The data.
PR #7621, opened 2022-11-24
Also allow to deliver mails back to the predecessor task.

njohner:
There is no reason to restrict this to documents only.

For [CA-5004]

## Checklist

- [x] Changelog entry

[CA-5004]: https://4teamwork.atlassian.net/browse/CA-5004?atlOrigin=eyJpIjoiNWRkNTljNzYxNjVmNDY3MDlhMDU5Y2ZhYzA5YTRkZjUiLCJwIjoiZ2l0aHViLWNvbS1KU1cifQ

### DIFF
--- a/opengever/task/validators.py
+++ b/opengever/task/validators.py
@@ -12,11 +12,14 @@ from zope.interface import Invalid
 
 
 def get_checked_out_documents(intids):
+    from opengever.mail.mail import IOGMailMarker
     checked_out = []
     intid_utility = getUtility(IIntIds)
     request = getRequest()
     for intid in intids:
         doc = intid_utility.getObject(intid)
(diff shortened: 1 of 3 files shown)


opengever/task/validators.py
```diff
@@ -12,11 +12,14 @@
 
 
 def get_checked_out_documents(intids):
+    from opengever.mail.mail import IOGMailMarker
```
tinagerber, line 15: I assume there is a problem with circular imports here, right?

tinagerber (approved):

opengever/task/validators.py
njohner: Yes something like that. I thought about moving the interface into `opengever.mail.interfaces`, but moving an interface is a bit of a pain.

PR #7623, opened 2022-11-25
Introduce a new option hide_members_for_guests on workspaces

phgross:
This PR adds a new option `hide members for guests`, which allows a workspace admin to hide the member data for guests.
Enabling the flag, which is disabled by default, means:
 - The share_content action is not available for guests of a workspace
 - The participant listing stays empty, and displays a corresponding message instead
 - All members of such a workspace are excluded of general user listings in other workspaces (for example in the `Add User` Select-field)

**Technical thoughts**
- `@participations` and `@workspace-content-members` endpoint raises unauthorized for Guests if the flag is enabled
- The VisibleUsersAndGroupsFilter skip workspaces with enabled flag, so that the hidden workspace members are not available in other workspaces.  To accomplish this, I introduced a new BooleanIndex `hide_member_details`.

For [CA-4950]

## Checklist
- [x] Changelog entry

- Upgrade-Steps:
- API change:
- New translations

[CA-4950]: https://4teamwork.atlassian.net/browse/CA-4950?atlOrigin=eyJpIjoiNWRkNTljNzYxNjVmNDY3MDlhMDU5Y2ZhYzA5YTRkZjUiLCJwIjoiZ2l0aHViLWNvbS1KU1cifQ

### DIFF
--- a/docs/public/dev-manual/api/api_changelog.rst
+++ b/docs/public/dev-manual/api/api_changelog.rst
@@ -11,6 +11,8 @@ Breaking Changes
 
 Other Changes
 ^^^^^^^^^^^^^
+- Workspace and workspace folders serialization contains a new attribute ``can_access_members``.
+- ``@participations`` and ``@@workspace-content-members`` is no longer available for guests in workspaces with enabled ``hide_member_details`` option.
 
 2022.23.0 (2022-11-24)
 ----------------------
--- a/opengever/api/participations.py
+++ b/opengever/api/participations.py
@@ -116,6 +116,9 @@ class ParticipationsGet(ParticipationTraverseService):
     GET workspace/@participations HTTP/1.1
     """
     def reply(self):
+        if not self.context.access_members_allowed():
+            raise Forbidden
+
         token = self.read_params()
         if token:
             return self.prepare_response_item(self.find_participant(
--- a/opengever/api/workspace_content_members.py
+++ b/opengever/api/workspace_content_members.py
@@ -6,6 +6,7 @@ from plone.restapi.interfaces import ISerializeToJson
 from plone.restapi.services import Service
 from Products.CMFPlone.utils import safe_unicode
 from zExceptions import BadRequest
+from zExceptions import Forbidden
 from zope.component import getMultiAdapter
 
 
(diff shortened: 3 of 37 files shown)


opengever/api/participations.py
```diff
@@ -116,6 +116,9 @@ class ParticipationsGet(ParticipationTraverseService):
     GET workspace/@participations HTTP/1.1
     """
     def reply(self):
+        if not self.context.access_members_allowed():
```
njohner, line 119: Will that happen or will the gever-ui know not to use this endpoint? If it happens in normal situations, I'd raise a `opengever.api.not_reported_exceptions.Forbidden` instead. Otherwise I think this should be a `Forbidden`, not `Unauthorized`

opengever/api/workspace_content_members.py
```diff
@@ -13,6 +14,10 @@ class WorkspaceContentMembersGet(Service):
     def reply(self):
         if not is_within_workspace(self.context):
             raise BadRequest("'{}' is not within a workspace".format(self.context.getId()))
+
+        if not self.context.access_members_allowed():
+            raise Unauthorized
```
njohner, line 19: Same here, either `Forbidden` or `opengever.api.not_reported_exceptions.Forbidden`

opengever/workspace/hooks.py
```diff
@@ -0,0 +1,7 @@
+from opengever.core.catalog import add_catalog_indexes
+from opengever.workspace.config import INDEXES
+import logging
+
+
+def installed(site):
+    add_catalog_indexes(INDEXES, logging.getLogger('opengever.workspace'))
```
njohner, line 7: Belongs in the next commit.

docs/public/dev-manual/api/api_changelog.rst
```diff
@@ -11,6 +11,8 @@ Breaking Changes
 
 Other Changes
 ^^^^^^^^^^^^^
+- Workspace and workspace folders serialization contains a new attribute ``can_access_members``.
+- ``@participations`` and ``@@workspace-content-members`` is no longer available for guets in workspaces with enabled ``hide_member_details`` option.
```
njohner, line 15: guets -> guests

njohner (approved):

Problem requirements.
All lines in the entries above that include "https" should be found and copied.

Response for this exercise.
[CA-5004]: https://4teamwork.atlassian.net/browse/CA-5004?atlOrigin=eyJpIjoiNWRkNTljNzYxNjVmNDY3MDlhMDU5Y2ZhYzA5YTRkZjUiLCJwIjoiZ2l0aHViLWNvbS1KU1cifQ
[CA-4950]: https://4teamwork.atlassian.net/browse/CA-4950?atlOrigin=eyJpIjoiNWRkNTljNzYxNjVmNDY3MDlhMDU5Y2ZhYzA5YTRkZjUiLCJwIjoiZ2l0aHViLWNvbS1KU1cifQ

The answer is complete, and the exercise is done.